• Your goal: Go through each line of the records below and count those with the word "thanks". Give only the count.

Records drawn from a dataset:
|---|
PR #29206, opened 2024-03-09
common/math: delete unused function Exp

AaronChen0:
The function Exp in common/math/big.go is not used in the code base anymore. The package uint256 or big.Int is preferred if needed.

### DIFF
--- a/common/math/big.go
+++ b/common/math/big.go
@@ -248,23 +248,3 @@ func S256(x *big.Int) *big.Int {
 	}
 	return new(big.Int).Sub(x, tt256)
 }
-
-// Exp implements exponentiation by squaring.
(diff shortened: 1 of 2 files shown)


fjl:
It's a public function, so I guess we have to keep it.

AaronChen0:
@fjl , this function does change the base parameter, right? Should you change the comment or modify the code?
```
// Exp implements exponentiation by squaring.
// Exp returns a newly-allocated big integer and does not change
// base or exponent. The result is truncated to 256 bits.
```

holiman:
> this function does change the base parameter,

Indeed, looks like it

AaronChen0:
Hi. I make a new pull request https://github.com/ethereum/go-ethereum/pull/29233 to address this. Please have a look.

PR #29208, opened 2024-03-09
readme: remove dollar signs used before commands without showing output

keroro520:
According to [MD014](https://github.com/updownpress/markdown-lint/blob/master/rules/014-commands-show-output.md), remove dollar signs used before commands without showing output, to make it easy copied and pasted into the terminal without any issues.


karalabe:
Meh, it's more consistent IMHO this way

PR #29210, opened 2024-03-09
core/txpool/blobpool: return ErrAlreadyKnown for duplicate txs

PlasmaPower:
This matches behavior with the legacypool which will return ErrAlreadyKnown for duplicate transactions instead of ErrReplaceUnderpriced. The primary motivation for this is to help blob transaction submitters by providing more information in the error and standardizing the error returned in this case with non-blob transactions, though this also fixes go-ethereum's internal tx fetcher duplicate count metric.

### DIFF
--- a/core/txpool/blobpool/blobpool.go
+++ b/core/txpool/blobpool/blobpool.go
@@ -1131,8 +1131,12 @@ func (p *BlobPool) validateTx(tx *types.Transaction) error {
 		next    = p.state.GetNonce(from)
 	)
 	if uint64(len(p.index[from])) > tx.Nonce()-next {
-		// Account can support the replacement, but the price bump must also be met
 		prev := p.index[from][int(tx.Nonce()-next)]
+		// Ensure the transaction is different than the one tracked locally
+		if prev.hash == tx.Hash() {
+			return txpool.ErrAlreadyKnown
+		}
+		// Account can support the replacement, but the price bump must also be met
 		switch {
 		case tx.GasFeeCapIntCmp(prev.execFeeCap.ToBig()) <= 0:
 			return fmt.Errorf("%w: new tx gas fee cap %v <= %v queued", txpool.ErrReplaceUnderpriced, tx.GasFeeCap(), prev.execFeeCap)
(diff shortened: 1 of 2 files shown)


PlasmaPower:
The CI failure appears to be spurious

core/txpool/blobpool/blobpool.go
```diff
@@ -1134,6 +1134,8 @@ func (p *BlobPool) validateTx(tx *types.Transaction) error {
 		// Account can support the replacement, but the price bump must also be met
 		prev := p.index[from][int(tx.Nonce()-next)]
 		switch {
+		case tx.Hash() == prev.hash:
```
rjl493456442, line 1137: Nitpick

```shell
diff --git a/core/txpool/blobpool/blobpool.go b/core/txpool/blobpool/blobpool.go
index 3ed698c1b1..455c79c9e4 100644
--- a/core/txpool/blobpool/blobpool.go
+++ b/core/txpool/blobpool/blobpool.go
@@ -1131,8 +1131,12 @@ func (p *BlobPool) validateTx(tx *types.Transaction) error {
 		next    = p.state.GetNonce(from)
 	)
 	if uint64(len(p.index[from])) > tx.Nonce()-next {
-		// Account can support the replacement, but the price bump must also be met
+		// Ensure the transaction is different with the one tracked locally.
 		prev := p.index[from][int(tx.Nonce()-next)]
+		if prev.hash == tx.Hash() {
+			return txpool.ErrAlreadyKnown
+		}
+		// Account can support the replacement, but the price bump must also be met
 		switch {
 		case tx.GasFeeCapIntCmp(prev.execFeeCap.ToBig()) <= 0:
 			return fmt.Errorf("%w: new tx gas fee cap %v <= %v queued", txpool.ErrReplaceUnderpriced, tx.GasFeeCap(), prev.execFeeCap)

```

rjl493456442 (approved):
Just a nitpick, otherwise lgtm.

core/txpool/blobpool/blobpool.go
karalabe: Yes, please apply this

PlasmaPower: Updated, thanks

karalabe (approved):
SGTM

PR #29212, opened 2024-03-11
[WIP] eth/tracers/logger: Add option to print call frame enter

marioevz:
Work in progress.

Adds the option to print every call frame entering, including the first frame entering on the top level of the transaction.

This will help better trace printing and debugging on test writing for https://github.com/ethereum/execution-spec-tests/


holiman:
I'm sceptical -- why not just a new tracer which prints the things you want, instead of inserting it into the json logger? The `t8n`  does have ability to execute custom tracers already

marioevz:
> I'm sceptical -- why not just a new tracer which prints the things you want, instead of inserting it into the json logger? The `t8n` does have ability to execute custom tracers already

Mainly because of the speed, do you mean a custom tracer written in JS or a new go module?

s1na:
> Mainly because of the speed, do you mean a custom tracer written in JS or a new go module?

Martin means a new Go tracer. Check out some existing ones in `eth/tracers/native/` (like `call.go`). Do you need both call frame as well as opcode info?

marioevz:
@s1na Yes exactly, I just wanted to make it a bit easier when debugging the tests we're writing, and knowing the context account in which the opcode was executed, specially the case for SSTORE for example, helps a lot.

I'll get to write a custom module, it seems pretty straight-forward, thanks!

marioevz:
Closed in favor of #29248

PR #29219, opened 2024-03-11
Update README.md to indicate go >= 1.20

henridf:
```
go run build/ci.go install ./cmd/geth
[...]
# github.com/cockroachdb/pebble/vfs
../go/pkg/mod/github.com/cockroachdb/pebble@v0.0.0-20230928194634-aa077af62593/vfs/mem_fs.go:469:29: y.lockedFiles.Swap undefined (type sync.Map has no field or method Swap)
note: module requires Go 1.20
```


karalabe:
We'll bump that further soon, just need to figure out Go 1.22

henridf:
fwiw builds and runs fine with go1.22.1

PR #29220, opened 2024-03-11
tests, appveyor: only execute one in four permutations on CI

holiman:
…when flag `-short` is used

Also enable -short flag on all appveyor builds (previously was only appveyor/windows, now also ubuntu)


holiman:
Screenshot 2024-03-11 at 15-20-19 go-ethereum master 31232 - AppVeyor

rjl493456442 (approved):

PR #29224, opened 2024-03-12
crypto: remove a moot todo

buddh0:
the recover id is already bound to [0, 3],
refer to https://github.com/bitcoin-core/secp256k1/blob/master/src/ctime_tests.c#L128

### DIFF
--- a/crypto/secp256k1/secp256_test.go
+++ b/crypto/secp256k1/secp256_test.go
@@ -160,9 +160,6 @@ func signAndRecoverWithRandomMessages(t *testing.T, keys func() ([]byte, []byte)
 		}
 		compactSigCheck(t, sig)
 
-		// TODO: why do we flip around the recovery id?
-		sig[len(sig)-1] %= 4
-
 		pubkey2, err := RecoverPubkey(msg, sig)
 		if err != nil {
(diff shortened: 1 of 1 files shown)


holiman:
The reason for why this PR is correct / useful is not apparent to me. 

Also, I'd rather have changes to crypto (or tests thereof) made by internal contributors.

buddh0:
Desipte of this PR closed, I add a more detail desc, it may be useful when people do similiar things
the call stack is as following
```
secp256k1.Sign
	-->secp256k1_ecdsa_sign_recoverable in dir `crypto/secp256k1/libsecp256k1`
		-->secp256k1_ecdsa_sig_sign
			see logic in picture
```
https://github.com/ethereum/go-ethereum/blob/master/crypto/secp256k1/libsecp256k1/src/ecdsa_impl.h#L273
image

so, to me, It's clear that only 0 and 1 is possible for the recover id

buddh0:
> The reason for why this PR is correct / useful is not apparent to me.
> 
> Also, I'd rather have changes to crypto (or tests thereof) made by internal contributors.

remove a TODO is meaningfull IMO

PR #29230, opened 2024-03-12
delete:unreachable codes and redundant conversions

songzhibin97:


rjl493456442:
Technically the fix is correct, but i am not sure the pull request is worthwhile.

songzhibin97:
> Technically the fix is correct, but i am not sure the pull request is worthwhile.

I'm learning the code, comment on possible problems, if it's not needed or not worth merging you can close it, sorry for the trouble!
|---|
• Response area: 2